Since my eyes got bad a little over a year ago, I’ve had to listen to books rather than read. (It’s frustrating.) Having listened to a couple of hundred audiobooks over that span, I have a pretty decent idea of what constitutes good narration.

As an aside, something around six months ago, I got an email from Google Play, inviting me to be one of their beta testers for AI (Artificial Intelligence) book narration. I’d just paid about $3,500 (!) to convert Reinventing Herself into an audiobook and thought perhaps this would be a less expensive way to get one of my other fictions books into that format. I don’t remember my specific objections to the contract but I do remember thinking it wasn’t favorable to authors, so nixed that idea.
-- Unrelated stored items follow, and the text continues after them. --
PR #7923, opened 2024-03-22
Bucket_logging: Reset rsyslogd after logrotation

aspandey:
When logrotate rotates bucket_logs.log file after
it reaches a given size, rsyslogd could not send logs to bucket_logs.log file as it still has old fd opened for this file.

To fix this we need to send HUP signal after every rotation of logs.

### DIFF
--- a/src/deploy/NVA_build/logrotate_noobaa.conf
+++ b/src/deploy/NVA_build/logrotate_noobaa.conf
@@ -9,7 +9,7 @@
         create 660 noob root
         sharedscripts
         postrotate
-                supervisorctl signal HUP rsyslog 2> /dev/null || true
+                kill -HUP $(pidof rsyslogd) >/dev/null 2>&1 || true
         endscript
 }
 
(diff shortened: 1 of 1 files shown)


src/deploy/NVA_build/logrotate_noobaa.conf
```diff
@@ -40,4 +40,7 @@
         dateformat %Y-%m-%d-%H-%M-%S
         sharedscripts
         olddir /var/log/noobaa_logs
-}
\ No newline at end of file
+        postrotate
+                kill -HUP $(pidof rsyslogd) >/dev/null 2>&1 || true
```
liranmauda, line 44: why not do something like `/bin/systemctl restart rsyslog` ? 
```suggestion
                /bin/systemctl restart rsyslog
```

aspandey: While going through the man page of signal and rsyslogd, I understood that SIGHUP will not terminate the rsyslogd and will just re load its conf file. While in restart process there would be some time when rsyslogd will be in shutdown state. That plus the way we were doing it previously suggested to use HUP instead of restart.

While writing this, I just realized that I should also make this change for noobaa.log and client_noobaa.log files in this conf file. Will refresh it again.

liranmauda (approved):

PR #7925, opened 2024-03-25
Removed the dependency on request npm module

dannyzaken:
### Explain the changes
* removed some dead code that used `request`. I tried to limit the cleanup mainly to code that uses the request package. in some cases removed entire files that are not relevant anymore.
* for cases where I didn't want to remove the using code - implemented a simple http get in http_utils which should cover most of the cases we still need.
* agent.js - removed `public_ip` which was resolved using ipify API. This is not relevant anymore and also caused issues and questions from users
* removed agent_wrap.js - dead code
* removed read_server_config in cluster_server_api - dead code
* removed attempt_server_resolve in system_api - dead code
* removed prepare_aws_platform - dead code
* removed consolidate_test_reports - dead code
* removed test_env_builder_kubernetes - dead code
* os_utils - removed discover_virtual_appliance_address - dead code

1. 

### Testing Instructions:
1. 

- [ ] Doc added/updated
- [ ] Tests added


nimrod-becker (approved):

liranmauda (approved):
LGTM, 
Just one small comment.

Approving.

src/test/system_tests/test_md_aggregator.js
```diff
@@ -273,10 +273,7 @@ function wait_for_server_to_start(max_seconds_to_wait, port) {
                 return isNotListening;
             },
             function() {
-                return P.ninvoke(request, 'get', {
-                        url: 'http://localhost:' + port,
-                        rejectUnauthorized: false,
-                    })
+                return http_utils.get('http://localhost:' + port)
```
jackyalbo, line 276: not http_get?
```suggestion
                return http_utils.http_get('http://localhost:' + port)
```
maybe we should also pass the options?

dannyzaken: url is passed as the first param, and `rejectUnauthorized` is irrelevant since it's HTTP and not HTTPS

dannyzaken: you are right regarding `http_get`. good catch :)

jackyalbo (approved):

PR #7942, opened 2024-04-02
[NC | NSFS] Fix GLACIER issues

tangledbytes:
### Explain the changes
This PR attempts to do the following to resolve issues reported by TC team:
1. Removes buffer pool logging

Sometime last week, I read that Apple Books had quietly introduced AI Narration into their library. Out of curiosity, I looked into it. It took me a bit to find a genre I liked and a storyline I was willing to potentially waste some money on. There were a few free options but I wasn’t interested in the book descriptions. I finally settled on a crime fiction novel for $2.99. I won’t name the book or author – were I they, I’d be embarrassed.

Anyhoo, five minutes in, I could tell I wouldn’t be buying another AI-narrated book for some time. The (male) voice was pleasant but the pacing! I was hearing periods where there are probably commas or semicolons.
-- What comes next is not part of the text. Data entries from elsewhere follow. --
PR #7943, opened 2024-04-02
[NC | NSFS] Add basic support for write thresholds

tangledbytes:
### Explain the changes
This PR attempts to add a basic support for disk space thresholds for write operations. It essentially means introducing a few configurable thresholds for NooBaa:
1. NSFS_LOW_FREE_SPACE_MB controls that how much mb in bytes does NooBaa consider to be too low to perform a write operation safely.
2. NSFS_LOW_FREE_SPACE_PERCENT controls how much space in terms of percentage does NooBaa consider to be too low to perform a write operation safely.
3.  NSFS_LOW_FREE_SPACE_MB_UNLEASH controls how muc space in mb does NooBaa consider to be enough to perform a write operation  safely.
4. NSFS_LOW_FREE_SPACE_PERCENT_UNLEASH controls how much much space in of percentage does NooBaa consider to be enough to perform write operations safely.

Difference between `LOW` and `OK` can be summarized as follows:
- space \in [0, low) => Deny
- space \in [low, ok)
    - prev_stable_space_state \in [0, low) => Deny
    - prev_stable_space_state \in [ok, \inifinity) => Approve
- space \in [ok, \infinity) => Approve

- [ ] Doc added/updated
- [ ] Tests added

### DIFF
--- a/config.js
+++ b/config.js
@@ -768,6 +768,34 @@ config.NSFS_GLACIER_EXPIRY_TZ = 'LOCAL';
 // Format must be HH:MM:SS
 config.NSFS_GLACIER_EXPIRY_TIME_OF_DAY = '00:00:00';
 
+config.NSFS_STATFS_CACHE_SIZE = config.NSFS_DIR_CACHE_MAX_TOTAL_SIZE;
+config.NSFS_STATFS_CACHE_EXPIRY_MS = 1 * 1000;
+
+// NSFS_LOW_FREE_SPACE_CHECK_ENABLED if set to true will use the below mentioned
+// thresholds to determine if the writes should be denied even
+// before we hit ENOSPC more filesystem.
+config.NSFS_LOW_FREE_SPACE_CHECK_ENABLED = false;
+
+// NSFS_LOW_FREE_SPACE_MB controls that how much space in
+// bytes does NooBaa consider to be too low to perform `PUT` operations
+// safely.
+config.NSFS_LOW_FREE_SPACE_MB = 8 * 1024;
+
+// NSFS_LOW_FREE_SPACE_PERCENT controls how much space in terms of
+// percentage does NooBaa consider to be too low to perform `PUT`
+// operations safely.
+config.NSFS_LOW_FREE_SPACE_PERCENT = 0.08;
+
+// NSFS_LOW_FREE_SPACE_MB_UNLEASH controls how much much space in bytes
+// does NooBaa consider to be enough to perform `PUT` operations
+// safely.
+config.NSFS_LOW_FREE_SPACE_MB_UNLEASH = 10 * 1024;
+
+// NSFS_LOW_FREE_SPACE_PERCENT_UNLEASH controls how much much space in of
+// percentage does NooBaa consider to be enough to perform `PUT`
+// operations safely.
+config.NSFS_LOW_FREE_SPACE_PERCENT_UNLEASH = 0.10;
+
 ////////////////////////////
 // NSFS NON CONTAINERIZED //
 ////////////////////////////
--- a/src/sdk/namespace_fs.js
+++ b/src/sdk/namespace_fs.js
@@ -416,6 +416,28 @@ const versions_dir_cache = new LRUCache({
 });
 
 /**
+ * @typedef {{
+ *  statfs: Record<string, number>
+ * }} NsfsBucketStatFsCache
+ * @type {LRUCache<object, string, NsfsBucketStatFsCache>}
+ */
+const nsfs_bucket_statfs_cache = new LRUCache({
+    name: 'nsfs-bucket-statfs',
+    make_key: ({ bucket_path }) => bucket_path,
+    load: async ({ bucket_path, fs_context }) => {
+        const statfs = await nb_native().fs.statfs(fs_context, bucket_path);
+        return { statfs };
+    },
+    // validate - no need, validation will be as costly as `load`,
+    // instead let the item expire
+    expiry_ms: config.NSFS_STATFS_CACHE_EXPIRY_MS,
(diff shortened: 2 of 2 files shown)


src/sdk/namespace_fs.js
```diff
@@ -2990,6 +3004,65 @@ class NamespaceFS {
...
 
+    /**
+     * @param {nb.NativeFSContext} fs_context
+     * @param {number} [size_hint]
+     * @returns {Promise<void>}
+     */
+    async _throw_if_low_space(fs_context, size_hint) {
+        if (!config.NSFS_SPC_CHECK_ENABLED) return;
+
+        const statfs = await nb_native().fs.statfs(fs_context, this.bucket_path);
```
guymguym, line 3015: I think calling this before every operation is too much when we are serving hundreds+ operations per second.

Can we call it up to once every second (config value), and keep the last value in memory?

Perhaps changing nsfs_fs_space_cache to LRUCache would be the best way here.

src/sdk/namespace_fs.js
```diff
@@ -415,6 +415,16 @@ const versions_dir_cache = new LRUCache({
...
 
+/**
+ * @typedef {{
+ *  state: 'LOW' | 'OK' | undefined
+ * }} NsfsFsSpaceStateCache
+ * @type {NsfsFsSpaceStateCache}
+ */
+const nsfs_fs_space_cache = {
+    state: undefined,
+};
```
guymguym, line 426: this is global for all buckets but different buckets could be on different filesystems so we might need a map where the key is devid or fsid ...

guymguym (changes requested):

config.js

Then it became obvious AI hasn’t learned all the nuances of the English language. It definitely has difficulty with compound words: boyfriend is articulated as boy friend, seagull is sea gull, etc. The really obvious faux pas: roly-poly was pronounced as roly-polly. (I get where it got that pronunciation from but…)

It also had difficulty with one of the character’s names. I don’t have the written word to check, but I believe his name is Captain Coate. There was no consistency to the pronunciation – sometimes it would be, “Coat” (probably correct), sometimes it would be, “Coaté.”

The last, and probably secondary issue after the pacing was the lack of differentiation in the characters’ voices. When one reads a book, your imagination translates the written word into something you hear in your brain. You give the characters different voices. When listening to a book, it’s up to the narrator (or reader, or performer – whichever term you prefer) to make that translation for you. This AI did not do that. It simply read the book. There are a few places where it seemed it was attempting to make different voices but it wasn’t consistent and they really weren’t all that dissimilar. That, at times, makes it difficult to follow conversations when there is no dialogue tag.

I finished the book because it’s a damned fine story but my verdict: AI Narration is Not Ready for Prime Time.